Bayer Confident It Will Prevail

He knows it’s going to be a tough ride. But he also sees himself as the victim of a political campaign. He says that some NGOs deliberately sought out nutrition as an issue for activism because it provides a good way of generating donations. These organizations, he argues, enjoy high credibility among the populace because they pretend to represent the interests of normal people. He also thinks they’re wrong. “We always place the highest priority on the safety of our products.”

The Bayer CEO is confident the company will successfully challenge the lawsuits in the U.S. The company’s pharmaceutical division has experience with such class action lawsuits and will now apply that expertise in the glyphosate litigation. The Johnson case had been handled by a Monsanto legal department that was relatively inexperienced in such matters.

The next two proceedings are to be conducted in February and March, followed by three or four more in the first half of the year and a handful in the second half. That’s around 10 of 10,000, but Bayer says it will go through all the appeals processes if it has to. “We’re in this for the long run,” says Baumann. In the worst-case scenario, the company could be facing years of negative headlines and billions in potential damages.

Graphic: Bayer's Units

DER SPIEGEL

Graphic: Bayer’s Units

If Baumann’s plan to reduce costs, increase profitability and keep litigation costs down pays off, Bayer’s share price could recover in the medium term. But if it doesn’t? Then “the probability increases that activist investors buy shares in the company and push for it to be broken up,” says Wimal Kapadia of Bernstein Research.

In recent weeks, rumors have been circulating that hedge fund Elliott has bought Bayer shares in order to force the company’s split-up. Elliott isn’t commenting, and Wenning and Baumann both assure that no representative of the activist investor has contacted them so far.

‘Splitting the Company Would Be Risky’

Such a plan would hardly be realistic at the moment anyway. “The integration of Monsanto is complex and splitting the company up at the same time would be risky,” says Kapadia. Even just the question of how the high debts should be distributed between the two units is a delicate one. Besides, there’s another hurdle that makes hostile takeovers in Germany especially difficult: the country’s co-determination rules.

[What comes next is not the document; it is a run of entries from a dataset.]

PR #195, opened 2022-06-04
Perfectly precise selections

AndrewPrifer:
- [x] Fix selection box misalignment
- [x] Improve keyframe selection hit-zone dimensions
- [ ] Document code

### Fix selection box misalignment
This fix involves correctly converting being normal space and left-padded space (normal space + left padding). The distinction between padded and normal on the space-level is important so that we don't have to go and ad-hoc patch every single calculation with the padding amount. Removing the padding in the drag handler and adding it back in the selection box might seem round-about, but this way we can perform every other calculation without conversions.

### Improve keyframe selection hit-zone dimensions
Currently, the hit-zones of the keyframes are represented by a vertical line spanning the entire track. This means, that you have to be needlessly precise and make sure you position the selection box only in the tracks in which you want to select keyframes on the vertical axis, while on the horizontal axis, the hit-zone is point-like, requiring the center of a keyfame to be covered by the selection in order to be included. The implementation in this PR aligns the hit-zone more closely with the visual appearance of the keyframe, both making selections more intuitive and requiring less precision from the user.

### DIFF
--- a/theatre/studio/src/panels/SequenceEditorPanel/DopeSheet/Right/DopeSheetSelectionView.tsx
+++ b/theatre/studio/src/panels/SequenceEditorPanel/DopeSheet/Right/DopeSheetSelectionView.tsx
@@ -25,6 +25,8 @@ import {collectAggregateKeyframesInPrism} from './collectAggregateKeyframes'
 import type {ILogger, IUtilLogger} from '@theatre/shared/logger'
 import {useLogger} from '@theatre/studio/uiComponents/useLogger'
 
+const HITBOX_SIZE_PX = 5
+
 const Container = styled.div<{isShiftDown: boolean}>`
   cursor: ${(props) => (props.isShiftDown ? 'cell' : 'default')};
 `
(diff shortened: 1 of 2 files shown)


theatre/studio/src/panels/SequenceEditorPanel/DopeSheet/Right/DopeSheetSelectionView.tsx
```diff
@@ -50,13 +52,22 @@ const DopeSheetSelectionView: React.FC<{
...
+  h: [from: number, to: number]
+  /**
+   * The vertical bounds of the selection as a tuple of "from" and "to" coordinates, "from" representing the start of the drag.
+   */
+  v: [from: number, to: number]
 }
 
 function useCaptureSelection(
-  layoutP: Pointer<SequenceEditorPanelLayout>,
+  layout: SequenceEditorPanelLayout,
```
AriaMinaei, line 70: using `layout` instead of `layoutP` is going to make this hook re-evaluate its `useMemo` very time `layout` changes when the selecting drag gesture is not running.

AriaMinaei (changes requested):

PR #197, opened 2022-06-07
Jump between the sequence editor panel and the details panel

AriaMinaei:


colelawrence:
@AriaMinaei, I've rebased on the latest from `dev/introduce-initial-derive-helpers` to this branch, so there shouldn't be any issues if you `git pull -r` down and make the necessary tweaks.

PR #199, opened 2022-06-07
Support the three/four/six-value syntax variants of <hex-color>

fulopkovacs:
This PR adds support for the following syntax variants of <hex-color> (see the [docs](https://developer.mozilla.org/en-US/docs/Web/CSS/hex-color#syntax)):

```
#RGB        // The three-value syntax
#RGBA       // The four-value syntax
#RRGGBB     // The six-value syntax
#RRGGBBAA   // The eight-value syntax (we already support this)
```

The PR also fixes some code style inconsistencies in AggregateKeyframeTrack.tsx.


fulopkovacs:
It turned out that we have quite a few redundant lines of code around the color prop. I decided to address this problem in a different PR (to keep things clean): https://github.com/theatre-js/theatre/pull/201

theatre/studio/src/propEditors/simpleEditors/RgbaPropEditor.tsx
```diff
@@ -1,5 +1,6 @@
 import type {PropTypeConfig_Rgba} from '@theatre/core/propTypes'
-import type {Rgba} from '@theatre/shared/utils/color'
+import type {Rgba} from '@theatre/shared/utils/color';
+import { validHexRegExp} from '@theatre/shared/utils/color'
```
AriaMinaei, line 3: I'm surprised the commit hook isn't picking up these style inconsistencies. Or did you run `git commit --no-verify`? ;)

fulopkovacs: Nope, I simply ran `git commit`. Interesting indeed. I'll fix this one (and will check if there's more).

PR #201, opened 2022-06-07
Remove unused lines of code around the color prop

fulopkovacs:
There are a lot of lines of code around the color prop that are not used at all. Some comments in the code base suggest that it's in need for a refactor, but instead of changing everything at once I think we can start by just removing the unused lines. We can refactor the code later. :relaxed:


AndrewPrifer:
I think we can go ahead with merging this, although let's make a mental note of this PR since we might have to add back some of the utilities as our toolset expands.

In this case, they’re personified by Oliver Zühlke of Bayer. He studied as a chemical technician and has been with the company since 1985. Today, he’s the chairman of the company’s general works council, which represents employees, and the deputy chair of the supervisory board.

Even the decision to cut 12,000 jobs, a tenth of all employees, was agreed to unanimously by the supervisory board. “That’s very Bayer-like,” says Zühlke. He says the decision was the result of lengthy negotiations and that, ultimately, a solution was found that corresponded with the company’s long-standing “Bayer culture.”

Management assured the works council it would refrain from laying off any employees in Germany through the end of 2025. “People don’t have to be afraid because they are being treated responsibly,” says Zühlke.

He says he considers the threat of lawsuits and the decline in the share price to be temporary phenomena, and that he still considers the takeover of Monsanto to have been the right decision. “If Bayer hadn’t acted,” Zühlke says, “Bayer Crop Science might now be headquartered in the United States.”

Nor, he says, is he afraid of activist shareholders. They would only have a chance where bodies such as the executive and supervisory boards were at odds with each other, he says. In those companies, he notes, they could land seats on the supervisory board and begin doing their destructive work. “That’s out of the question at Bayer,” Zühlke says.

The ranks at the company are still firmly closed. Splitting up the company “would destroy both drivers of value and value,” says supervisory board Chairman Wenning. “Now we have to start fighting again.”